The effect of BMI came second after HB, which was found to be more influential than the other primary factors considered by specialists (e.g., PLT, OP, AGE, and LIVER). Similar to previous findings [14
], the evaluation of BMI indicated that patients with a high BMI may require treatment with the same volume of blood loss. Furthermore, a lower PLT (i.e., PLT ≤ 80,000) indicates a high amount of blood loss. This is because poor blood coagulation may be caused by cirrhosis or severe sepsis, which was supported by a previous study reporting that blood preparation may be suitable with a PLT of <100,000 [15
Notably, surgical waiting time (OP_DAYS) was also found to have a marked influence mainly on patients with open wounds because the need for an intraoperative blood transfusion is higher for patients who experience continuous blood loss and have longer surgical waiting times [10
Next, our study identified AGE as a vital factor for determining whether a blood transfusion should be performed, which is consistent with the findings of many previous studies [3
]. Although some previous studies have considered that INR is irrelevant to the need for a blood transfusion, the results of the present study showed that INR is relevant to the need for a blood transfusion.

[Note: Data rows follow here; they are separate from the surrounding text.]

PR #861, opened 2026-03-11
Windows update

mkopec:
*ref: dsh-1124*


capsule_cabinet.sh
```diff
@@ -1,5 +1,11 @@
 #!/bin/bash
-# A script to generate cabinets for fwupd / LVFS
+# Generate a firmware update cabinet compatible with both LVFS/fwupd and Windows Update.
```
SergiiDmytruk, line 2: Just as a note in case you've missed it: `capsule_cabinet.sh` is now a part of `capsule.sh` (https://github.com/Dasharo/coreboot/commit/213216e16d9037b8f606d27a3955d99e76f4184e) on `capsules-v2` branch.

PR #862, opened 2026-03-15
build: allow overriding docker UID for rootless environments

Suraj-kumar00:
### Description
This PR enables building the coreboot firmware using a rootless Docker setup, fixing [Dasharo/dasharo-issues#1197](https://github.com/Dasharo/dasharo-issues/issues/1197).

Currently, `build.sh` uses `-u $UID` for the `docker run` commands. In a rootless Docker setup, mapping the host's UID into the container causes user-namespace conflict errors. Because `$UID` is a read-only variable in Bash, it cannot be overridden safely from the command line.

This introduces a `DOCKER_UID` environment variable that falls back to `$UID`. Developers using rootless setups can now reproduce builds by running:

```bash
DOCKER_UID=root ./build.sh qemu
```

Because of rootless Docker user namespaces, the container will run as `root` internally and bypass the permission constraint. The final `.rom` output file will still be safely owned by the host's standard user.

### Testing

- **Standard Docker (Regression Test):**  
  ```bash
  BUILD_TIMELESS=1 EC_BOARD_VENDOR=clevo EC_BOARD_MODEL=nv40mz ./build.sh
  ```
  Builds successfully.

- **Rootless Docker:**  
  ```bash
  BUILD_TIMELESS=1 DOCKER_UID=root EC_BOARD_VENDOR=clevo EC_BOARD_MODEL=nv40mz ./build.sh
  ```
  Successfully completes the build.

- **Verification:**  
  The SHA256 hashes of the resulting `ec.rom` files match perfectly between both build environments, confirming reproducible builds without permission errors.


philipanda:
Looks like you've copied most of the PR comment from the EC comment. The Test does not really make sense here.


I've tested that myself on a rootless docker installation.
The build does succeed without issues when we set the DOCKER_UID on your revision.
The SHA is not the same though.
The `sha256sum` I get on your change (e2e8d5a2ee60):
  - `5c577cd52dc17c571ac498d51d5cfccd65a1e3130b1164830d28187e09960087`.
  
The hash on the commit prior (5db5cf9d6ba3) (built on a rootful docker installation): 
  - `a8bb3f34875f8c564dbabb8b805d97062c7ddbef63384a6e9159a37891458636`

We can check what has changed in the binary using [romscope](https://github.com/Dasharo/romscope).
The reports I got show quite a lot of changes different than revision or timestamps.
Could you help with interpreting them @mkopec?
[report.zip](https://github.com/user-attachments/files/26208454/report.zip)
You can try to run the same checks yourself too @Suraj-kumar00 

### Test procedure

1. On a fresh Ubuntu 22.04 machine, as a non-root user Install rootless Docker
  ```
  curl -fsSL https://get.docker.com/rootless | sh
  export PATH=$HOME/bin:$PATH
  export DOCKER_HOST=unix://$XDG_RUNTIME_DIR/docker.sock
  ```
  
2. Verify it's truly rootless
  ```
  docker info | grep -i rootless
  ```
  
3. Setup repo
  ```
  git clone https://github.com/dasharo/coreboot.git && cd coreboot
  git remote add suraj https://github.com/Suraj-kumar00/coreboot.git
  ```
4. Test if it fails on rootless
  ```
  ./build.sh qemu
  ```
5. Test if fix works
  ```
  git checkout suraj fix/rootless-docker-uid
  ./build.sh qemu
  ```
6. Build without fix and compare SHA256
  ```
  sha256sum qemu_q35_v0.2.1-rc1.rom
  git checkout suraj fix/rootless-docker-uid~1
  ./build.sh qemu
  sha256sum qemu_q35_v0.2.1-rc1.rom
  ```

Finally, regarding the type of OP, specialists consider that the decision to prepare blood is highly likely to be affected by events that occur during surgery. For instance, most limb operations do not require blood preparation because tourniquets are used when the need for blood preparation increases or for operations with a high risk of bleeding (e.g., spinal, thigh bone, knee, and hip replacement operations).

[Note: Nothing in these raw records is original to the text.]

PR #873, opened 2026-04-15
mainboard/dell: align shared product string to 7010/9010

WuXieSec:
## Summary
Follow-up low-risk alignment for #1182: update shared product string for the currently combined 7010/9010 SFF board target.

## Change
- `src/mainboard/dell/snb_ivb_workstations/Kconfig`
  - `default "OptiPlex 9010" if BOARD_DELL_OPTIPLEX_9010`
  - -> `default "OptiPlex 7010/9010" if BOARD_DELL_OPTIPLEX_9010`

## Why
Current board target is used for shared 7010/9010 SFF support. This keeps user-visible naming aligned with support scope while bigger separation work continues.

Related issue: https://github.com/Dasharo/dasharo-issues/issues/1182


src/mainboard/dell/snb_ivb_workstations/Kconfig
```diff
@@ -34,7 +34,7 @@ config MAINBOARD_DIR
 	default "dell/snb_ivb_workstations"
 
 config MAINBOARD_PART_NUMBER
-	default "OptiPlex 9010" if BOARD_DELL_OPTIPLEX_9010
+	default "OptiPlex 7010/9010" if BOARD_DELL_OPTIPLEX_9010
```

The identification of the predictors for blood transfusions in surgical patients has long been a topic of concern in medicine; statistical models are commonly utilized in the literature. Until recently, data mining and machine learning techniques have proven to possess an excellent ability to construct prediction models in the medical domain. This study sought to develop a reliable prediction model by using SVM, DT, and LGR supervised learning algorithms to improve current clinical decision-making procedures for blood management. The results may provide a clinical reference for evaluating preoperative blood preparation and may serve as a reminder to high-risk patients when preparing blood for a transfusion before surgery, thereby enhancing overall service quality and safety. In addition, our study also contributes to the literature related to the novel use of data mining techniques for transfusion medicine.

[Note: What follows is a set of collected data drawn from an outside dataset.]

PR #875, opened 2026-04-16
Capsules V2 release changes

SergiiDmytruk:
These are RC1s for MSI boards, new CI checks of defconfigs and build system updates to support provisioning of capsule root keys.

*ref: dsh-1176*


.github/scripts/capsule-versioning-check.sh
```diff
@@ -0,0 +1,89 @@
...
+# rare and obvious to the user
+mapfile -t configs < <(grep -l 'EFI_UPDATE_CAPSULE' configs/config.*)
+for config in "${configs[@]}"; do
+    new_config=$(git show "$new_tag:$config")
+    old_config=$(git show "$old_tag:$config")
+
+    # check that `CONFIG_EDK2_CAPSULES_V2=y` is not added to
+    # `CONFIG_DRIVERS_EFI_UPDATE_CAPSULES=y` without
+    # `CONFIG_EDK2_CAPSULES_V2_TRANSITION=y`
+    if uses_v1_capsules "$old_config" &&
```
philipanda, line 83: Is `CONFIG_DRIVERS_EFI_UPDATE_CAPSULES` supposed to be disabled on full, non-transition V2 releases?
The checks don't allow `CONFIG_DRIVERS_EFI_UPDATE_CAPSULES=y` && `CONFIG_EDK2_CAPSULES_V2=y` after the transition is finished.

.github/scripts/capsule-versioning-check.sh
```diff
@@ -0,0 +1,89 @@
...
+
+# check all configs to not figure out mapping tag name to a config name, some
+# false-positives are possible due to overlapping releases, but that should be
+# rare and obvious to the user
+mapfile -t configs < <(grep -l 'EFI_UPDATE_CAPSULE' configs/config.*)
+for config in "${configs[@]}"; do
+    new_config=$(git show "$new_tag:$config")
+    old_config=$(git show "$old_tag:$config")
+
+    # check that `CONFIG_EDK2_CAPSULES_V2=y` is not added to
```
philipanda, line 80: Could also check if the transition is not used without `CONFIG_EDK2_CAPSULES_V2`.

.github/scripts/capsule-versioning-check.sh
```diff
@@ -0,0 +1,89 @@
...
+function transitions_to_v2() {
+    local config=$1
+    echo "$config" | grep -qFx "CONFIG_EDK2_CAPSULES_V2_TRANSITION=y"
+}
+
+new_tag=$1
+
+old_tag=$(get_previous_release "$new_tag")
+if [ -z "$old_tag" ]; then
+    echo "warning: no previous release for '$tag', skipping checks."
```
filipleple: I don't know if `$tag` is defined in this context? I think it's only defined within `get_previous_release()` [here](https://github.com/Dasharo/coreboot/pull/875/changes#diff-a4082e2c4c2e597ca86a95505489d4954d3186de19ad83c83827a22fbad1cfe3R10)

.github/workflows/checks.yml
```diff
@@ -7,7 +7,7 @@ jobs:
   check-upstream-status:
     runs-on: ubuntu-latest
     steps:
-    - uses: actions/checkout@v3
+    - uses: actions/checkout@v4
```
filipleple, line 10: LLM input - I don't know gh actions to the point where I can tell if it's valid, please feel free to resolve if this is nonsense:

```
  Risk - shallow clone breaks git show

  tag-check.yml uses actions/checkout@v4 (shallow, depth=1 by default). The subsequent git fetch --tags --force --prune fetches tag
  refs but not necessarily the commit trees they point to. git show "$old_tag:$config" will fail with fatal: Not a valid object name on
   a shallow clone. The checkout step needs fetch-depth: 0:

  - uses: actions/checkout@v4
    with:
      fetch-depth: 0
```

filipleple (changes requested):

.github/scripts/capsule-versioning-check.sh
```diff
@@ -0,0 +1,89 @@
...
+
+fail=0
+
+# check all configs to not figure out mapping tag name to a config name, some
+# false-positives are possible due to overlapping releases, but that should be
+# rare and obvious to the user
+mapfile -t configs < <(grep -l 'EFI_UPDATE_CAPSULE' configs/config.*)
+for config in "${configs[@]}"; do
+    new_config=$(git show "$new_tag:$config")
+    old_config=$(git show "$old_tag:$config")
```
filipleple, line 78: This fails fails if file didn't exist in old_tag, so with set -eu a newly-added board config might always fail CI at tag time?

.github/workflows/checks.yml
philipanda: IMO doesn't make sense as this job is just the upstream-status check. The `capsule-versioning-check.sh` is not being used here.

.github/workflows/tag-check.yml
philipanda, line 16: @filipleple regarding https://github.com/Dasharo/coreboot/pull/875/changes/BASE..9e0383799a1501f667e63a7a8904de2d5ad3ac39#r3099406485, here the tags are being fetched, so that works

.github/scripts/capsule-versioning-check.sh
philipanda: I think there is no way a platforms config file would not exist on its release tag. If there is a tag for a platform where there is no config file for it, I think panicking is expected

filipleple: right, forgot that in this context they both have to be tags for this specific platform. the old_tag won't be some random older tag from before the platform was added.

.github/scripts/capsule-versioning-check.sh
philipanda: should probably be `new_tag`

SergiiDmytruk: Yes, I renamed variables for consistency at some point and introduced this mistake.

https://github.com/Dasharo/coreboot/compare/9e0383799a1501f667e63a7a8904de2d5ad3ac39..e72877ebc25579a978d268ab52b829349c211a0b#diff-a4082e2c4c2e597ca86a95505489d4954d3186de19ad83c83827a22fbad1cfe3R65

.github/scripts/capsule-versioning-check.sh
SergiiDmytruk: That can't happen because https://github.com/Dasharo/coreboot/blob/a155c21d7a7d3f397acbbd6f661c0d188eeee92c/payloads/external/edk2/Kconfig.dasharo#L442-L445
and this script probably shouldn't validate state of `Kconfig` files.

.github/scripts/capsule-versioning-check.sh
SergiiDmytruk: Not sure which combination of options you think is problematic.  `CONFIG_DRIVERS_EFI_UPDATE_CAPSULES=y` will always be there when capsules are enabled.  `uses_v1_capsules()`  returns non-zero for a config with V2 capsules, so this condition will not be entered.

SergiiDmytruk (commented):
https://github.com/Dasharo/coreboot/compare/9e0383799a1501f667e63a7a8904de2d5ad3ac39..e72877ebc25579a978d268ab52b829349c211a0b adds:
 * check that `CONFIG_EDK2_CAPSULES_V2_TRANSITION=y` is not added to a V2 config
 * check that `CONFIG_EDK2_CAPSULES_V2=y` is not removed
 * usage
 * redirection or errors and warnings to stderr

SergiiDmytruk:
Added `./capsule.sh resign` which we'll need for MSI release.

filipleple (approved):

SergiiDmytruk:
Added 159ead466c16c6250f21050817e9272fa0ad02c1 to enable the following usage scenario:
 1. `./capsule.sh box`.
 2. Put production capsule signing keys to `gencap/keys/`.
 3. Use `capsule.sh` + `gencap/` to resign capsules outside of build tree.

philipanda (approved):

Three concerns were identified as research limitations. First, the gold standard of blood transfusion in surgical patients is the doctor’s clinical judgement, and over-transfusion might be a problem in such scenario. It may be worth repeating the study after reviewing whether a transfusion is appropriate by a well-trained team. Second, we primarily investigated the need for a blood transfusion within 48 h of surgery and did not consider that physicians may have already performed a blood transfusion for the patient prior to that threshold. Third, a history of anticoagulant use does not consider prescriptions from other hospitals or purchases from other sources.
The present study confirmed that data mining techniques possess satisfactory accuracy for predicting whether a blood transfusion will be necessary in orthopedic procedures. Future studies of the prediction of blood volume or using other variables such as surgery duration and blood loss volume should be considered. Further applications in other medical departments are expected to generate satisfactory outcomes and improve the safety of surgery.